On or around Mon, 19 Jun 2006 23:27:08 +0100 (BST), "Dave Liquorice" enlightened us thusly:

yeah, fuel oil is disgusting stuff.

Thing in the notional geographic last time or the time before about nanotechnology - one of the things they mention is a "filter" which you pass crude oil through and get diesel out the other side...

's not got it on the online thing though.

Reply to
Austin Shackles

Does HFO not come under the "diesel" umbrella? I'm just asking - I don't know myself!

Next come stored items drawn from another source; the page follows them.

PR #4513, opened 2024-12-23
Add `getLastModified()` to extensions

GromNaN:
Give to extensions the ability to set a last modification date for cache invalidation.

### Runtime

Currently, the cache is not invalidated when the signature of a runtime method is modified. This is an issue for templates that use named arguments, as argument names have an impact on the generated class.

With this change, extensions using runtime classes can compute a modification date by including the files on which they depend.

By default, the `AbstractExtension` checks if there is a file for the runtime class with the same name of the extension suffixed by Runtime instead of Extension.
This is the convention applied in [Symfony](https://github.com/symfony/symfony/tree/7.3/src/Symfony/Bridge/Twig/Extension) and Twig Extra: `MarkdownExtension` has `MarkdownRuntime`.

### Attribute 

Contributing to https://github.com/twigphp/Twig/pull/3916.

The extension class that will get the configuration from attributes will be able to track the classes having attributes to find the last modification date of all this classes.

### ~BC break~

~In Twig 4.0, the method `getLastModified` will be added to `ExtensionInterface`. It is extremely rare to implement this interface without extending `AbstractExtension`. So adding this method to the interface shouldn't be a problem as the base class has an implementation.~

### DIFF
--- a/doc/advanced.rst
+++ b/doc/advanced.rst
@@ -868,7 +868,7 @@ must be autoload-able)::
             // implement the logic to create an instance of $class
             // and inject its dependencies
             // most of the time, it means using your dependency injection container
-            if ('CustomRuntimeExtension' === $class) {
+            if ('CustomTwigRuntime' === $class) {
                 return new $class(new Rot13Provider());
             } else {
                 // ...
@@ -884,9 +884,9 @@ must be autoload-able)::
     (``\Twig\RuntimeLoader\ContainerRuntimeLoader``).
 
 It is now possible to move the runtime logic to a new
-``CustomRuntimeExtension`` class and use it directly in the extension::
+``CustomTwigRuntime`` class and use it directly in the extension::
 
-    class CustomRuntimeExtension
+    class CustomTwigRuntime
     {
         private $rot13Provider;
 
@@ -906,12 +906,20 @@ It is now possible to move the runtime logic to a new
         public function getFunctions()
         {
             return [
-                new \Twig\TwigFunction('rot13', ['CustomRuntimeExtension', 'rot13']),
+                new \Twig\TwigFunction('rot13', ['CustomTwigRuntime', 'rot13']),
                 // or
-                new \Twig\TwigFunction('rot13', 'CustomRuntimeExtension::rot13'),
+                new \Twig\TwigFunction('rot13', 'CustomTwigRuntime::rot13'),
             ];
         }
     }
+
+.. note::
+
+    The extension class should implement the ``Twig\Extension\LastModifiedExtensionInterface``
+    interface to invalidate the template cache when the runtime class is modified.
+    The ``AbstractExtension`` class implements this interface and tracks the
+    runtime class if its name is the same as the extension class but ends with
+    ``Runtime`` instead of ``Extension``.
 
 Testing an Extension
 --------------------
--- a/src/Extension/AbstractExtension.php
+++ b/src/Extension/AbstractExtension.php
@@ -11,7 +11,7 @@
 
 namespace Twig\Extension;
 
-abstract class AbstractExtension implements ExtensionInterface
+abstract class AbstractExtension implements LastModifiedExtensionInterface
 {
     public function getTokenParsers()
     {
@@ -41,5 +41,22 @@ abstract class AbstractExtension implements ExtensionInterface
     public function getOperators()
     {
         return [[], []];
+    }
+
+    public function getLastModified(): int
+    {
+        $filename = (new \ReflectionClass($this))->getFileName();
+        if (!is_file($filename)) {
+            return 0;
+        }
+
+        $lastModified = filemtime($filename);
+
+        // Track modifications of the runtime class if it exists and follows the naming convention
+        if (str_ends_with($filename, 'Extension.php') && is_file($filename = substr($filename, 0, -13) . 'Runtime.php')) {
+            $lastModified = max($lastModified, filemtime($filename));
+        }
+
+        return $lastModified;
     }
 }
--- a/src/Extension/EscaperExtension.php
+++ b/src/Extension/EscaperExtension.php
@@ -57,6 +57,14 @@ final class EscaperExtension extends AbstractExtension
         ];
     }
 
+    public function getLastModified(): int
+    {
+        return max(
+            parent::getLastModified(),
+            filemtime((new \ReflectionClass(EscaperRuntime::class))->getFileName()),
+        );
+    }
+
     /**
      * @deprecated since Twig 3.10
      */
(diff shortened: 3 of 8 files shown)


src/ExtensionSet.php
```diff
@@ -116,14 +116,17 @@ public function getLastModified(): int
...
-            }
+            $lastModified = max(match(true) {
+                $r->hasMethod('getLastModified') => $extension->getLastModified(),
+                is_file($r->getFileName()) => filemtime($r->getFileName()),
+                default => 0,
+            }, $lastModified);
         }
 
-        return $this->lastModified;
+        return $this->lastModified = $lastModified;
```
GromNaN, line 129: To be replaced in 4.0 by:

```php
return $this->lastModified = max(array_map(static fn (ExtensionInterface $extension) => $extension->getLastModified(), $this->extensions));
```

src/Extension/EscaperExtension.php
```diff
@@ -57,6 +57,14 @@ public function getFilters(): array
         ];
     }
 
+    public function getLastModified(): int
+    {
+        return max(
+            parent::getLastModified(),
+            filemtime((new \ReflectionClass(EscaperRuntime::class))->getFileName()),
+        );
+    }
```
GromNaN, line 66: Example of extension using a runtime class.

src/ExtensionSet.php
```diff
@@ -116,14 +116,17 @@ public function getLastModified(): int
...
 
+        $lastModified = 0;
         foreach ($this->extensions as $extension) {
             $r = new \ReflectionObject($extension);
-            if (is_file($r->getFileName()) && ($extensionTime = filemtime($r->getFileName())) > $this->lastModified) {
-                $this->lastModified = $extensionTime;
-            }
+            $lastModified = max(match(true) {
+                $r->hasMethod('getLastModified') => $extension->getLastModified(),
+                is_file($r->getFileName()) => filemtime($r->getFileName()),
```
GromNaN: I'll trigger a deprecation when an extension doesn't implement the new method.

src/ExtensionSet.php
```diff
@@ -116,14 +116,22 @@ public function getLastModified(): int
...
+                trigger_deprecation('twig/twig', '3.18', 'Not implementing the "getLastModified" method in "%s" is deprecated.', \get_class($extension));
+
+                if (is_file($r->getFileName())) {
+                    $lastModified = max(filemtime($r->getFileName()), $lastModified);
+                }
             }
         }
 
-        return $this->lastModified;
+        return $this->lastModified = $lastModified;
```
GromNaN, line 132: To be replaced in 4.0 by the max of all `getLastModified`.

```php
return $this->lastModified = max(array_map(static fn (ExtensionInterface $extension) => $extension->getLastModified(), $this->extensions));
```

src/Extension/AbstractExtension.php
```diff
@@ -42,4 +42,11 @@ public function getOperators()
     {
         return [[], []];
     }
+
+    public function getLastModified(): int
+    {
+        $filename = (new \ReflectionClass($this))->getFileName();
+
+        return is_file($filename) ? filemtime($filename) : 0;
+    }
```
smnandre: Could we maybe check there if a Runtime exists ? 

Something very naive like 

```
if file_exists(str_replace('Extension.php', 'Runtime.php', $filename)
```

wdyt ?

smnandre:
Do we need to add it to the interface ? Could we not simply ignore extensions not implementing this interface ?

src/Extension/AbstractExtension.php
GromNaN: This would be a hard coded convention that matches with the Symfony implementation. https://github.com/symfony/symfony/tree/7.3/src/Symfony/Bridge/Twig/Extension

I would agree. Maybe using the class name instead?

GromNaN:
Is it a thing to implement the interface without extending the abstract class? Adding this method should not be an issue for the large majority of projects, but it helps keeping the code simple.

smnandre:
Well this may break external extensions in prod ...  but you're right:
* there is some time before 4.0
* no one is forced to upgrade day one
* and .... yes in the vast majority i guess AbstractExtension is behind :)

src/Extension/AbstractExtension.php
smnandre: Yep!

A step further could be to "call" the extension methods (probaby just reflect them) to extract the various callable type info and see wich classes they are dependant from ?

fabpot:
> Is it a thing to implement the interface without extending the abstract class? Adding this method should not be an issue for the large majority of projects, but it helps keeping the code simple.

"large majority" is not enough when talking about BC breaks :)

Let's add a proper interface as this is a new capability (we've done it in the past with `ExistsLoaderInterface` for instance).

GromNaN:
> Let's add a proper interface as this is a new capability

Ok, interface added.

I'll also add automatic detection of `Runtime` classes to make it automatically work with Symfony TwigBridge extensions.

doc/advanced.rst
```diff
@@ -906,13 +906,19 @@ It is now possible to move the runtime logic to a new
...
+                new \Twig\TwigFunction('rot13', 'CustomTwigRuntime::rot13'),
             ];
         }
     }
 
+.. note::
+
+    By naming the runtime with the ``Runtime`` suffix instead of ``Extension``,
+    Twig automatically tracks updates to its source file for cache invalidation.
+    Otherwise, you can implement the method ``getLastModified(): int``.
```
fabpot:
```suggestion
    Otherwise, you can implement the ``getLastModified(): int`` method on the extension class.
```

Or maybe we should mention that the extension should implement `LastModifiedExtensionInterface`, which is implemented by `AbstractExtension`?

src/Extension/EscaperExtension.php
GromNaN: This is the only extension that has a runtime class that is not in the same namespace.

src/Extension/LastModifiedExtensionInterface.php
```diff
@@ -0,0 +1,23 @@
...
+
+namespace Twig\Extension;
+
+interface LastModifiedExtensionInterface extends ExtensionInterface
+{
+    /**
+     * Returns the last modification time of the extension for cache invalidation.
+     *
+     * This timestamp should be the last time the source code of the extension class
+     * and all its dependencies were modified.
```
fabpot: Would it makes sense to specifically mention the Runtime classes here?

```suggestion
     * and all its dependencies were modified (including the Runtime class).
```

fabpot (changes requested):

fabpot (approved):

fabpot:
@GromNaN LGMT, can you add a note in the CHANGELOG (you will need to rebase as I've just bump the version to 3.19.0)?

GromNaN:
Rebased, squashed, changelog updated.

fabpot:
Thank you @GromNaN.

Now presumably we are going to get into a discussion of whether diesel refers to the fuel or the engine design I guess?!

Matt

Reply to
Matthew Maddock

In France, the engine is referred to as Diesel, but the fuel is Gasoil.

Stuart

Reply to
Srtgray

Not in my book but then I make distinction between kerosene, paraffin, Jet A1, 28sec heating oil etc.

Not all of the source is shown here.